プーチン政権下で生き残った「オリガルヒ」は、最初の7名ではミハイル・フリードマンだけで、それに新興のアブラモビッチが加わる程度である。また自作自演で「オリガルヒ」に加わったチュバイスはプーチン批判を繰り返すが、なぜかまだ生き残っている。

 ところが原油価格(WTI)はプーチン政権誕生前の1999年の1バレル=10ドル割れから上昇を始め、2008年には147ドルの史上最高値となる。リーマンショックで一時急落したもののは2014年半ばまで100ドル前後を維持し、天然ガスや資源価格も高値を維持する。それでロシア経済は息を吹き返し、プーチンは2014年にクリミアに侵攻する。
 
 ところがそこで受けた経済制裁に加えて原油などエネルギーや資源価格全般がコロナウイルスもあり2020年半ばまで下落し、ロシア経済も低迷する。ところが原油などエネルギーや資源価格は2021年に入ると再び上昇が加速し、それに合わせてロシア経済も再び息を吹き返し、プーチンも再びウクライナに侵攻する。
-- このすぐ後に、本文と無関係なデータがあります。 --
PR #304, opened 2018-02-27
For s grids, depth has the same format as the fields

delandmeterp:
+ there is a check for depth format
+ there is a check depth is c_contiguous

### DIFF
--- a/parcels/grid.py
+++ b/parcels/grid.py
@@ -191,8 +191,12 @@ class RectilinearSGrid(RectilinearGrid):
 
         self.gtype = GridCode.RectilinearSGrid
         self.depth = depth
-        self.zdim = self.depth.shape[2]
+        self.zdim = self.depth.shape[-3]
+        assert self.xdim == self.depth.shape[-1], 'depth dimension has the wrong format. It should be [tdim, zdim, ydim, xdim] or [zdim, ydim, xdim]'
+        assert self.ydim == self.depth.shape[-2], 'depth dimension has the wrong format. It should be [tdim, zdim, ydim, xdim] or [zdim, ydim, xdim]'
         self.z4d = len(self.depth.shape) == 4
+        if self.z4d:
+            assert self.tdim == self.depth.shape[0], 'depth dimension has the wrong format. It should be [tdim, zdim, ydim, xdim] or [zdim, ydim, xdim]'
         if not self.depth.dtype == np.float32:
             logger.warning_once("Casting depth data to np.float32")
             self.depth = self.depth.astype(np.float32)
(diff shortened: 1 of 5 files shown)


parcels/grid.py
```diff
@@ -191,8 +191,12 @@ def __init__(self, lon, lat, depth, time=None, time_origin=0, mesh='flat'):
 
         self.gtype = GridCode.RectilinearSGrid
         self.depth = depth
-        self.zdim = self.depth.shape[2]
+        self.zdim = self.depth.shape[-3]
+        assert self.xdim == self.depth.shape[-1], 'depth dimension has the wrong format. It should be [tdim, zdim, ydim, xdim] or [zdim, ydim, xdim]'
+        assert self.ydim == self.depth.shape[-2], 'depth dimension has the wrong format. It should be [tdim, zdim, ydim, xdim] or [zdim, ydim, xdim]'
         self.z4d = len(self.depth.shape) == 4
+        if self.z4d:
+            assert self.tdim == self.depth.shape[0], 'depth dimension has the wrong format. It should be [tdim, zdim, ydim, xdim] or [zdim, ydim, xdim]'
```
erikvansebille: In this case, we know it should be `[tdim, zdim, ydim, xdim]` (not `[zdim, ydim, xdim]`) because we're in 4d mode, right?
Shouldn't we then also change the error message on the asserts for xdim and ydim, depending on whether we're in 4d mode?

parcels/grid.py
```diff
@@ -350,8 +354,12 @@ def __init__(self, lon, lat, depth, time=None, time_origin=0, mesh='flat'):
 
         self.gtype = GridCode.CurvilinearSGrid
         self.depth = depth
-        self.zdim = self.depth.shape[2]
+        self.zdim = self.depth.shape[-3]
+        assert self.xdim == self.depth.shape[-1], 'depth dimension has the wrong format. It should be [tdim, zdim, ydim, xdim] or [zdim, ydim, xdim]'
+        assert self.ydim == self.depth.shape[-2], 'depth dimension has the wrong format. It should be [tdim, zdim, ydim, xdim] or [zdim, ydim, xdim]'
         self.z4d = len(self.depth.shape) == 4
+        if self.z4d:
+            assert self.tdim == self.depth.shape[0], 'depth dimension has the wrong format. It should be [tdim, zdim, ydim, xdim] or [zdim, ydim, xdim]'
```
erikvansebille: Same comment as above

parcels/grid.py
delandmeterp: I was with hesitating when I wrote those messages. I think there is no point of changing only the message for tdim. We should have the same message always. (especially because if the format is wrong, in 99.9%, the assert will break at xdim, not tdim). So we want one single message.

Then, should we put one or two messages? I did it like this, because it's the option we chose for field formatting. But here, it does not cost anything to put a nicer message, so I'll do it.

 プーチンの精神状態は原油などエネルギーや資源価格の動きに「連動」して高揚するようであるが、そこには「オリガルヒ」の存在がない。もちろん純粋のロシアにおける経済活動で資産を拡大する「富豪」が出てくるものの、そもそも政権に関与できずプーチンとの関係も希薄で逆に警戒される恐れもあり、過去の「オリガルヒ」とは全く違う。

 「富豪」とは、例えば現時点で(プーチンを除けば)ロシア最大の個人資産184億ドルを保有するアリシェル・ウスマノフや、「アルミ王」といわれるオレグ・デリパスカなどである。

 ウズベク人のウスマノフはすでにEUの経済制裁対象であるが、今回のバイデンの経済制裁対象にも家族と共に入っている。今回のバイデンの資産凍結を含む経済制裁対象は経済関係者だけではないが全体で8名とその家族である。8名全体の名前は公表されていない。またユダヤ人のデリパスカはすでに2018年から「ロシアの世界中における悪意ある行動」の代償として米国の経済対象となっているだけでなく、本年1月にはFBIにNYとワシントンDCの自宅を家宅捜索されている。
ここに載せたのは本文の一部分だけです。